(Records contained in a dataset)
PR #1229, opened 2015-01-15
fix dy for leisure=water_park

mkoniecz:
leisure water_park name eeeeee eeeeee eeeeee ref 1 ele 8000 closed_way master - dy

### DIFF
--- a/amenity-points.mss
+++ b/amenity-points.mss
@@ -860,7 +860,7 @@
       text-name: "[name]";
       text-size: 11;
       text-fill: darken(@park, 60%);
-      text-dy: 11;
+      text-dy: 13;
       text-face-name: @book-fonts;
       text-halo-radius: 1;
       text-halo-fill: rgba(255,255,255,0.6);


kocio-pl:
Hm, I can't recognize which one is "before" and which is "after" - seems like it was meant just for simple 1:1 comparison.

mkoniecz:
@kocio-pl - yes, it is comparison not on real data, but with a single generated element. It is not mentioned anywhere, mainly because I am not sure how to name it. Internally I am using term "synthetic data" but I think that it is not making situation clear.

> can't recognize which one is "before" and which is "after"

I expected this problem. Have you noticed "before", "after" labels? Or is there something else causing this problem?

kocio-pl:
It was just the labels.

mkoniecz:
Diff in the new style. Is it better?
leisure water_park name eeeeee eeeeee eeeeee ref 1 ele 8000 closed_way master - dy

kocio-pl:
I see no difference, just the bigger fonts. However the problem isn't serious, it's just a minor "hm?..." and if it couldn't be easily fixed, so be it.

HolgerJeromin:
> Is it clear why first image is displayed only once?

Because it is not rendered in this zoom levels? I think printing this two times would be a bit clearer. Especially the label "after" would make more sense then. The labels are exact over an image where it is wrong. Perhaps centering the label "before" and "after" on the columns would be helpful, too.
I would perhaps name them "unit tests". Users with a programmers background will have the right idea.

PR #1234, opened 2015-01-16
Fix contradictory unzip options

### LINKED ISSUE #1233: Incompatible unzip options
with `./get-shapefiles.sh`

```
simplified-land-polygons-complete-3857...
unzip: -n, -o and -u are contradictory
```

Maybe `-o` is unnecessary with a list of file specified?

BSD zip appears to have stricter option parsing than Info-ZIP, but it's a bug in the script under either.

pnorman:
-u and -n are mutually exclusive options. Info-ZIP wasn't reporting
this as an error, but BSD zip caught it.

Fixes #1233

### DIFF
--- a/get-shapefiles.sh
+++ b/get-shapefiles.sh
@@ -1,7 +1,7 @@
 #!/bin/sh
 set -e -u
 
-UNZIP_OPTS=-qqun
+UNZIP_OPTS=-qqu
 
 # create and populate data dir
 


math1985:
I get a prompt now:

> replace data/simplified-land-polygons-complete-3857/simplified_land_polygons.cpg? [y]es, [n]o, [A]ll, [N]one, [r]ename: 

Is that desirable? I can imagine it might break users who rely on this script being non-interactive.

This is `UnZip 6.00 of 20 April 2009, by Debian.`

pnorman:
> I get a prompt now:
> 
> replace data/simplified-land-polygons-complete-3857/simplified_land_polygons.cpg? [y]es, [n]o, [A]ll, [N]one, [r]ename:
> Is that desirable? I can imagine it might break users who rely on this script being non-interactive.
> 
> This is UnZip 6.00 of 20 April 2009, by Debian.

ugh. I got this intermittently in testing before, I'll have to rework this to not rely on those options but instead remove the files and replace them

PR #1235, opened 2015-01-16
move embassy icon to SVG

nebulon42:
Implements #1165 by changing the icon for `amenity=embassy` to SVG.
Icon: [nebulon42/osmic/embassy-16.svg](https://github.com/nebulon42/osmic/blob/master/amenity/embassy-16.svg)

before
embassy_before

after
embassy_after


mkoniecz:
Please, test it with tall name like "ÉÉÉÉÉÉ ÉÉÉÉÉÉ ÉÉÉÉÉÉ" (text-dy is too low).

nebulon42:
The text would have worked, but I nevertheless increased `text-dy` by 1.

mkoniecz:
Weird, according to my test it was failing.

nebulon42:
With your tool? I changed the text to ÈÈÈÈÈ, but I don't know, which value do you suggest?

z19
embassy_text

pnorman:
I'd give it one more pixel over what you have in the image - because the text isn't uniformly tall, it looks to not be hitting the tallest point.

nebulon42:
Right, I did that already, but didn't update the preview.

nebulon42:
I have updated the icon to a lighter version that looks better and is more similar to the old version.

math1985:
The latest preview does not match with the icon in the repository. Which one is the correct version?

nebulon42:
> Which one is the correct version?

The one in the inital post should match with the repository and the file in this PR.

math1985:
The preview in https://github.com/gravitystorm/openstreetmap-carto/pull/1235#issuecomment-70380791 is different from the file in the repository though. Can I ignore this preview?

nebulon42:
Yes, this was the first version, which has been superseded. The comment was intended to show to @mkoniecz that I tested with this particular name.

I probably should not update the first comment anymore to avoid confusion about updates.

math1985:
> The comment was intended to show to @mkoniecz that I tested with this particular name.

I actually like the updated first post. In any case I merged this now.

mkoniecz:
> I actually like the updated first post.

I also prefer first post to contain current state (or at least - link to post with a current state), not what was initially submitted.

● Instructions for the task
Reproduce the entries above exactly, starting at their first line and finishing with the line that contains "text-size: 11;".

● Answer box
PR #1229, opened 2015-01-15
fix dy for leisure=water_park

mkoniecz:
leisure water_park name eeeeee eeeeee eeeeee ref 1 ele 8000 closed_way master - dy

### DIFF
--- a/amenity-points.mss
+++ b/amenity-points.mss
@@ -860,7 +860,7 @@
       text-name: "[name]";
       text-size: 11;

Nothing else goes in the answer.